# Stored data
───
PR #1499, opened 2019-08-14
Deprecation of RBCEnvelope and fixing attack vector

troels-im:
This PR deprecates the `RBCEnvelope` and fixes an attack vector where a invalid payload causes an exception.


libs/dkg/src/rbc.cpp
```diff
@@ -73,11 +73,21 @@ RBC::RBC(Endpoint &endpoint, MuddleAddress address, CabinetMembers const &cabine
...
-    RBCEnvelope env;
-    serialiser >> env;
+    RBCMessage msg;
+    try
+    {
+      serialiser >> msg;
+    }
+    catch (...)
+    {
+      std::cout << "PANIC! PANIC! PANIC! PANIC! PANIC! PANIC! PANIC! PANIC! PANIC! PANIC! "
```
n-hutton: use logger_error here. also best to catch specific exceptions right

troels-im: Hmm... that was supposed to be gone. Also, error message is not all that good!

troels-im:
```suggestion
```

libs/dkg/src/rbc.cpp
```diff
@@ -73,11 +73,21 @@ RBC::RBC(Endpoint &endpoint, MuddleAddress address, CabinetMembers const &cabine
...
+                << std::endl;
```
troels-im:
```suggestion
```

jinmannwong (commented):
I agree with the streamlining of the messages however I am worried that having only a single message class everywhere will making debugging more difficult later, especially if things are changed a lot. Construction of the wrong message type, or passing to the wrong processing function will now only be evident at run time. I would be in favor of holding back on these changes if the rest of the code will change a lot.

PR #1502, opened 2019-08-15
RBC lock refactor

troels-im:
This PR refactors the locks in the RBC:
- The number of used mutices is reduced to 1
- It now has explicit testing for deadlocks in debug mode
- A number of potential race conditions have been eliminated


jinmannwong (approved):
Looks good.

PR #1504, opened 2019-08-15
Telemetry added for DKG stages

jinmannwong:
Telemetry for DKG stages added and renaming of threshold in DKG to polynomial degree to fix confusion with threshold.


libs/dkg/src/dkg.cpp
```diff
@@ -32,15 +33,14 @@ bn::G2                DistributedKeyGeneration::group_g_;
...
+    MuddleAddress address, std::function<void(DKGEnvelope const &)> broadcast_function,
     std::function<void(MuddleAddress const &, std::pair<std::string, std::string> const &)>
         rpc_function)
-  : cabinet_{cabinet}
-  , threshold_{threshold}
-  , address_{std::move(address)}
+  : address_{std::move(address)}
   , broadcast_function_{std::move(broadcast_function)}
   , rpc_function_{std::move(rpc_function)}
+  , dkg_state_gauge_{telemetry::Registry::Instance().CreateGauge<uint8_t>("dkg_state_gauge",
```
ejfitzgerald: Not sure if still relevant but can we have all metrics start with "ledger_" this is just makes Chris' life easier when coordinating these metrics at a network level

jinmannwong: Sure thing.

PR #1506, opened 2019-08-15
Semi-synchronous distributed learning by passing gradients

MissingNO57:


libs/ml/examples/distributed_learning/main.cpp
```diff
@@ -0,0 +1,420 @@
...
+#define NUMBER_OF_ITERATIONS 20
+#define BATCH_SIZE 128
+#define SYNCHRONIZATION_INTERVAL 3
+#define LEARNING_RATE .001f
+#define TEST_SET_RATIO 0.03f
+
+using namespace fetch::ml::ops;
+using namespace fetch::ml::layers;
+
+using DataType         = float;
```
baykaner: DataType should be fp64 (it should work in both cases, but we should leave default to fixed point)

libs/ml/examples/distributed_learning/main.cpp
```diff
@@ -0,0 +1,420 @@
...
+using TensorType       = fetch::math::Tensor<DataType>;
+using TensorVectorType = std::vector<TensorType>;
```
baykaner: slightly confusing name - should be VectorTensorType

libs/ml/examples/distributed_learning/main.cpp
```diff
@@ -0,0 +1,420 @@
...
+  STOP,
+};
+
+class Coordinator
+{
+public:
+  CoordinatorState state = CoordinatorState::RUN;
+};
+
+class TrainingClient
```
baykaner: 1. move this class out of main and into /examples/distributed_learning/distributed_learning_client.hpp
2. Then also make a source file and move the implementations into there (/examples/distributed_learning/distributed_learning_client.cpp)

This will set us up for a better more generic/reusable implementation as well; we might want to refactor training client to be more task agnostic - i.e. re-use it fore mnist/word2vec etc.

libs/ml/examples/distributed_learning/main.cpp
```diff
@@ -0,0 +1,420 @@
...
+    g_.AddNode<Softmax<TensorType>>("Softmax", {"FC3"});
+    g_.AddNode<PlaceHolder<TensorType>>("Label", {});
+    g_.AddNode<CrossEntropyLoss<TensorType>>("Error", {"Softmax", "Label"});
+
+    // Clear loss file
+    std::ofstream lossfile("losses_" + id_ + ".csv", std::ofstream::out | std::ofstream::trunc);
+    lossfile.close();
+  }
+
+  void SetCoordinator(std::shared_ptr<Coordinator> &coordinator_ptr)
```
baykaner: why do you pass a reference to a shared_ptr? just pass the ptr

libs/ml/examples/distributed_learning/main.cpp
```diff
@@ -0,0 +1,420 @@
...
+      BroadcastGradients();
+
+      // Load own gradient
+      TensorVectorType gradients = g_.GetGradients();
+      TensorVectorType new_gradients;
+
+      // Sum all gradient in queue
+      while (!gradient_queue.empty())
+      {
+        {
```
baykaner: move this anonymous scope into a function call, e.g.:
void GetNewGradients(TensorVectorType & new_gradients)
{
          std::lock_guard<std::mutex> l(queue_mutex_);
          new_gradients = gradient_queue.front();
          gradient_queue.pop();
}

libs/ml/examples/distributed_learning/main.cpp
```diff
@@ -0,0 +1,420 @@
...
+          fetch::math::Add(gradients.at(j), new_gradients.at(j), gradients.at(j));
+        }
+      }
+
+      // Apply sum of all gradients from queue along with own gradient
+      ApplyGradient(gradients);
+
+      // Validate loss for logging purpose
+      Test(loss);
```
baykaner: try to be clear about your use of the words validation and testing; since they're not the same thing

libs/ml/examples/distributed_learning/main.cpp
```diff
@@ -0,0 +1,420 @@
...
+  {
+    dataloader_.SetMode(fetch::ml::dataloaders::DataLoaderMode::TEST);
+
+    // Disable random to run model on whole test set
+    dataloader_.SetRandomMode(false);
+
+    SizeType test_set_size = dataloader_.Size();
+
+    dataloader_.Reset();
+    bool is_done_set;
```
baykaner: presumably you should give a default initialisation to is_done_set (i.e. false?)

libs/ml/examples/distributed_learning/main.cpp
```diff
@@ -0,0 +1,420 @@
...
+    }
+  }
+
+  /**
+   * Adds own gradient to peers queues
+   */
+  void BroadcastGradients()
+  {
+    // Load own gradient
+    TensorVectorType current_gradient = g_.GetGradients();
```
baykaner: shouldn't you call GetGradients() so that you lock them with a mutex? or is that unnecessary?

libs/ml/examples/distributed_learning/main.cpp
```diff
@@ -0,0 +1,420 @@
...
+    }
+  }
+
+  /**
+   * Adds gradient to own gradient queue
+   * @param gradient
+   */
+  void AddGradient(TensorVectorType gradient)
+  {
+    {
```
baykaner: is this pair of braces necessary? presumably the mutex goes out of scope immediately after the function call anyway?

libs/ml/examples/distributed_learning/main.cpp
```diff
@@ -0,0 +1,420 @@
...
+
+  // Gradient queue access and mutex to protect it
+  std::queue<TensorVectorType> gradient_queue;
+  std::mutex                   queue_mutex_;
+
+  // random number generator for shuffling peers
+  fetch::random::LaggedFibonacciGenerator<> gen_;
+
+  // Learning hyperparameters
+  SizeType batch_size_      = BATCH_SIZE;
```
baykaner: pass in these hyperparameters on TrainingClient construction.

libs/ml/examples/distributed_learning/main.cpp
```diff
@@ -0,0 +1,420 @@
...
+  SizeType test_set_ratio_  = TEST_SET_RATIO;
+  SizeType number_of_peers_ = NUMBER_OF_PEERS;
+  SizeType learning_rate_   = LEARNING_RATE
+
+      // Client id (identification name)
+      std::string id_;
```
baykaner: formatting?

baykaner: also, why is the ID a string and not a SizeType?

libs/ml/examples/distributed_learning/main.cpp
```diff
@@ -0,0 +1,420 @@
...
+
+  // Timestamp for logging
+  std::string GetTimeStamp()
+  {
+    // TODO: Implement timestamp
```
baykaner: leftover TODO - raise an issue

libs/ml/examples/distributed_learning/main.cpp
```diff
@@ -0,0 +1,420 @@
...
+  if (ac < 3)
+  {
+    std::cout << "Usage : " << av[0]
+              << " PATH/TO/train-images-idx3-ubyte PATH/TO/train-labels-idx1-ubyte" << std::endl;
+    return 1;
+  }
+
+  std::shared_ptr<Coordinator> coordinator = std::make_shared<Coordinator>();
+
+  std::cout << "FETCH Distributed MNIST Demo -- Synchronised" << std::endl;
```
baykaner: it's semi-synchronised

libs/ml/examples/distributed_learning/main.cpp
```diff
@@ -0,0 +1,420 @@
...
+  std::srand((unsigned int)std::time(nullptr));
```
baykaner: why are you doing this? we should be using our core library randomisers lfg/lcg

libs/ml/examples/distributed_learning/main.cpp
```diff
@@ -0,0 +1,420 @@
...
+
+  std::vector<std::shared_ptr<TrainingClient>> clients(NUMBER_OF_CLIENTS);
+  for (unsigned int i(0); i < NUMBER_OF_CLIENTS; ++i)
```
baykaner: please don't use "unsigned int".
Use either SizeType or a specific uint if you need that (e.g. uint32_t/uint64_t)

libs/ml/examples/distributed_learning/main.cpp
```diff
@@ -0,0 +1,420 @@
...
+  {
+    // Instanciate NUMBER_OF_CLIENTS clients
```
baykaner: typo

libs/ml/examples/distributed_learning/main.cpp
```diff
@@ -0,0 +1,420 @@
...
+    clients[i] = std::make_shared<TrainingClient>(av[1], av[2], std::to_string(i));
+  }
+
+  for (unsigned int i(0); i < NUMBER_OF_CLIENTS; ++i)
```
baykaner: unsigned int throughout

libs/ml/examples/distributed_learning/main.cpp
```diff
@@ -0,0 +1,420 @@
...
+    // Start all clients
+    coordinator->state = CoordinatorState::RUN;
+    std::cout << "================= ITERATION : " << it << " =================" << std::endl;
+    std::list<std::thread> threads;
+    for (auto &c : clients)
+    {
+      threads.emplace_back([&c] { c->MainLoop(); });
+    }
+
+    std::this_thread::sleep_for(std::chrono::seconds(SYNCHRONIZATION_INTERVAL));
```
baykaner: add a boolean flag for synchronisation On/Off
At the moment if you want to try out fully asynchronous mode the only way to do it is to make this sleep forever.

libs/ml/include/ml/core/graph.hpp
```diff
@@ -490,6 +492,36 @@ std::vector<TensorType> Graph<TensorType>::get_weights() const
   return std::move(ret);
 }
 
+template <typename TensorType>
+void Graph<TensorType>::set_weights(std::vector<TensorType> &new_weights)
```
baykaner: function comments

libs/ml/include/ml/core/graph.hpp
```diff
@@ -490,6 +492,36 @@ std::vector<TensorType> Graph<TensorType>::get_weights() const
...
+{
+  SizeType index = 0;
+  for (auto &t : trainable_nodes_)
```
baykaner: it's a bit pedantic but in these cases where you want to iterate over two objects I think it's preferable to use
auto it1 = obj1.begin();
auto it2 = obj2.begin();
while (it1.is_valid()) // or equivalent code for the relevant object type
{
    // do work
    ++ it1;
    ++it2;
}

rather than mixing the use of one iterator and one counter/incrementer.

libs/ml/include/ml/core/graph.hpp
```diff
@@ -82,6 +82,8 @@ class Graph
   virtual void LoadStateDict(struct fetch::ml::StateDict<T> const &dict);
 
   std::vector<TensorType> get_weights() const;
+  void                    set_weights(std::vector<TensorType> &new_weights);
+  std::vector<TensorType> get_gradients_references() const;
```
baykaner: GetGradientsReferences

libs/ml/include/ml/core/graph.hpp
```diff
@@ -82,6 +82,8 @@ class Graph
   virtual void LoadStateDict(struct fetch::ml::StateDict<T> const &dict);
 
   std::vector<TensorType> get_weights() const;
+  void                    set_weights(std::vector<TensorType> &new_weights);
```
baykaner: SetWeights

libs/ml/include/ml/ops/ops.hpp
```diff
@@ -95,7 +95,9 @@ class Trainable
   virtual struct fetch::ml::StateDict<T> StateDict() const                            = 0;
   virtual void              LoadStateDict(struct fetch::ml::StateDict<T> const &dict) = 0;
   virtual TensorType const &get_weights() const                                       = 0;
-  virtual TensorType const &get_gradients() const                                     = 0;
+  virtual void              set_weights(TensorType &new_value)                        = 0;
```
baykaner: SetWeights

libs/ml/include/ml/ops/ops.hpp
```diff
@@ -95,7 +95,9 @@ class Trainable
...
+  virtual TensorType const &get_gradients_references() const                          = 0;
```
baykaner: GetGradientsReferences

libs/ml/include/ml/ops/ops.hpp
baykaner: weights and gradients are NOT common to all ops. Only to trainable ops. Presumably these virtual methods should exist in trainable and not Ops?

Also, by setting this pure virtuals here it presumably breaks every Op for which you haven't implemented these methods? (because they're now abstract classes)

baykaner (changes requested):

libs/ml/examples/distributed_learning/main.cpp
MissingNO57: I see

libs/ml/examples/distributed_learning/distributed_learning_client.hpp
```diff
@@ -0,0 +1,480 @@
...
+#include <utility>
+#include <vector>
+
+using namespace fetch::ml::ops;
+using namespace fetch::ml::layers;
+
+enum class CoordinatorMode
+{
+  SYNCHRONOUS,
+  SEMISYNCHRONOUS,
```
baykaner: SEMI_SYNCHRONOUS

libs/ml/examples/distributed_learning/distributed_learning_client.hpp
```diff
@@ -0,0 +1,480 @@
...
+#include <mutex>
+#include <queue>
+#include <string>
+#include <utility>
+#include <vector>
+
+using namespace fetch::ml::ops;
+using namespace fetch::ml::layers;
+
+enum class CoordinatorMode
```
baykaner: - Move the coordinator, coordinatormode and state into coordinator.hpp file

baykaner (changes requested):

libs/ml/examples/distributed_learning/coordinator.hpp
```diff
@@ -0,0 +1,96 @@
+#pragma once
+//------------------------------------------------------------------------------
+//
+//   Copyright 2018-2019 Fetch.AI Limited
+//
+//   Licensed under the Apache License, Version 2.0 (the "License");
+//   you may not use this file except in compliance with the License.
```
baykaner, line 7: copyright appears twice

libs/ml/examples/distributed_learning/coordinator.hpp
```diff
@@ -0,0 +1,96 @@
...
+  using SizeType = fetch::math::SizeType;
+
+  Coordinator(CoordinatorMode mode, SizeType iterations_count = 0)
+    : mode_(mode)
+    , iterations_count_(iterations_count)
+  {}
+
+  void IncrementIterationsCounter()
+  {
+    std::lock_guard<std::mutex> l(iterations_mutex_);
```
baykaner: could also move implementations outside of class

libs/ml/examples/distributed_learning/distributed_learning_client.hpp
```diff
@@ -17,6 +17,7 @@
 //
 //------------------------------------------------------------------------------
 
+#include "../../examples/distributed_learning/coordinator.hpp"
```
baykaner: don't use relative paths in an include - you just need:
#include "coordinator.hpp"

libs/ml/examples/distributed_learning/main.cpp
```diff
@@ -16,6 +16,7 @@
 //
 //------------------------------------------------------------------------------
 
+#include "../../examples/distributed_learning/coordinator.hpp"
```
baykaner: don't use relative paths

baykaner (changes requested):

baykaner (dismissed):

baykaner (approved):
───
# Goal of the exercise
Could you show every line of the listing that holds the string "paths"?

# Exercise result
baykaner: don't use relative paths in an include - you just need:
baykaner: don't use relative paths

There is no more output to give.